Он собирался ей рассказать. Когда-нибудь. Он обманывал себя, думая, что будет знать, когда наступит подходящий момент, чтобы сесть с ней и рассказать о матери, объяснить, как и что произошло. Но существует ли вообще момент, подходящий для того, чтобы сказать ребенку, что мама от него отказалась?
— Я закончила, — сказала она с быстрой улыбкой. — Накрывать на стол?
Боже, как она похожа на Брук, когда улыбается. Он этого не предвидел. Казалось, каштановые волосы и синие глаза означают, что в девочке нет ничего от Брук. Но эта чарующая улыбка…

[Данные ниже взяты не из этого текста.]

PR #40, opened 2020-02-07
Moved test_util package to avoid name clash

michel-steuwer:
This change avoids confusion :stop_sign: :confused: which `test_util.Test` should be used by which tests.

There are corresponding pull requests in the rise and elevate repos as well.


michel-steuwer:
The failing test is due to the update of the artihexpr dependency, maybe @Bastacyclop has already fixed this in one of the other PRs?

martin-luecke:
Shine does not compile for me anymore with this fix. I get errors in tests which use functions of test_util. 
Example from `shine/src/test/scala/apps/Acoustic3D.scala`
```
Error:(63, 15) object runsWithSameResult is not a member of package test_util
    test_util.runsWithSameResult(Seq(
```

Bastacyclop:
> The failing test is due to the update of the artihexpr dependency, maybe @Bastacyclop has already fixed this in one of the other PRs?

https://github.com/rise-lang/shine/pull/37

PR #44, opened 2020-02-13
Working on camera pipe's performance

Bastacyclop:
This includes:
- better test golds coming from a cropped version of the [example image used by Halide](https://github.com/halide/Halide/blob/master/apps/images/bayer_raw.png)
- in demosaic: interleaving improvement and a small algorithm fix
- the full pipeline now outputs the same image as Halide (tested in another repository)
- manual low-level changes of the Rise expression to get closer to Halide's reference schedule

@michel-steuwer @bastianhagedorn it would be nice if we could now express these first implementation decisions using rewrite rules and elevate.

There is now also a rewrite path from high level demosaic to a low level demosaic implementation using slideSeq (circular buffering).

based on https://github.com/elevate-lang/elevate/pull/14


src/main/scala/shine/DPIA/Compilation/TranslationToImperative.scala
```diff
@@ -131,4 +131,27 @@ object TranslationToImperative {
     }
   }
 
+  def str(E: Phrase[ExpType])
```
bastian-koepcke, line 134: The name is confusing because it seems like it is a function that has to do with `strings`.

Bastacyclop:
included in #57

PR #52, opened 2020-03-26
Harris corner detection (Halide algorithm)

Bastacyclop:
based on https://github.com/rise-lang/shine/pull/44


Bastacyclop:
included in #57

PR #53, opened 2020-05-26
Heuristic search exploration

johanneslenfers:
# Heuristic search exploration
A heuristic search algorithm based exploration tool using elevate strategies. 

#### high priority
- change strategy set  (many rewrites fail or result in invalid expressions in current state)

#### lower priority
- documentation
- command line parser
- merge path together to get full view on exploration
- copy configuration file 
- change hash to hex 
- formatted print to console
- nest heuristics in json configuration file 

### Perform exploration:
execute Test in shine/src/test/scala/exploration/explore.scala (remove @Ignore)

#### Configuration files: 
shine/exploration/configuration/dot_*.json

#### Default output in:
/shine/exploration

Be careful with configurations. Many algorithm nestings, a high depth or high number of iterations may result in very long exploration runs (hours or days).


src/main/scala/exploration/strategies/standardStrategies.scala
```diff
@@ -0,0 +1,192 @@
+package exploration.strategies
```
michel-steuwer, line 1: Is this now redundant with (some of the) strategies that have been added to the shine repo as part of the big merge?

michel-steuwer (approved):

src/main/scala/exploration/strategies/standardStrategies.scala
johanneslenfers: Yes, but they are defined in the tvmGEMM test class

michel-steuwer (approved):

— Да, пожалуйста, — быстро сказал он и отвернулся, якобы занятый помешиванием соуса. Почему это все еще трогает его? У Брук Лоуренс улыбка, может быть, действительно как у ангела, но и только. Где-то в глубине души он всегда это знал, даже когда бегал за ней с упорством, состоявшим из девяти частей тестостерона и одной части здравого смысла.
Как, ради всего святого, он сможет сказать этой девчушке, которую любит так сильно, что его сердце готово разорваться, даже когда он просто смотрит на нее, — как сможет сказать, что мама никогда ее не хотела, что отдала ее ему и ушла, не оглянувшись, на следующий день после того, как произвела свою дочь на свет?